Of all the lines below, output only those starting at the one with "[ENH] Add warning" and ending at the one with "where you can ?", both ends included, exactly as written.

++++++++

PR #4412, opened 2024-05-13
[ENH] Add warning for future change of the default of `force_resample` to True

ajoshiusc:
- closes [2305](https://github.com/nilearn/nilearn/issues/2305).

The force_resample=False which is currently default, the code is not implemented correctly. There are several of #TODO flags in the code for force_resample=False case. Therefore, changed the default option to force_resample=True.

PR #4441, opened 2024-06-07
[MAINT] add force_resample where missing

Remi-Gau:
- Closes none but a follow up on #4412 

- explicitly pass the 'old' default to force_resample when resampling images
- add a TODO on each occurence to clean up when bumping to version > 0.13

### DIFF
--- a/nilearn/datasets/neurovault.py
+++ b/nilearn/datasets/neurovault.py
@@ -1526,11 +1526,14 @@ def _download_image_nii_file(image_info, collection, download_params):
 
         # Resample here
         print("Resampling...")
+        # TODO switch to force_resample=True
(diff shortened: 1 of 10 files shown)


Remi-Gau:
> I guess you're applying this every where you can ?

Yeah that's basically what I did: I was starting to get the new "force_resample" warning in another PR and there was no way I could do anything from the public API I was working with because the warning was thrown by Nilearn internals: kind of annoying as a user.

I think I got them all but I would not be surprised if we had to fix a few more like this.

bthirion (approved):
LGTM, thx.

Remi-Gau:
OK it seemed I missed a few.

++++++++

- [Response to the exercise]:
[ENH] Add warning for future change of the default of `force_resample` to True

ajoshiusc:
- closes [2305](https://github.com/nilearn/nilearn/issues/2305).

The force_resample=False which is currently default, the code is not implemented correctly. There are several of #TODO flags in the code for force_resample=False case. Therefore, changed the default option to force_resample=True.

PR #4441, opened 2024-06-07
[MAINT] add force_resample where missing

Remi-Gau:
- Closes none but a follow up on #4412 

- explicitly pass the 'old' default to force_resample when resampling images
- add a TODO on each occurence to clean up when bumping to version > 0.13

### DIFF
--- a/nilearn/datasets/neurovault.py
+++ b/nilearn/datasets/neurovault.py
@@ -1526,11 +1526,14 @@ def _download_image_nii_file(image_info, collection, download_params):
 
         # Resample here
         print("Resampling...")
+        # TODO switch to force_resample=True
(diff shortened: 1 of 10 files shown)


Remi-Gau:
> I guess you're applying this every where you can ?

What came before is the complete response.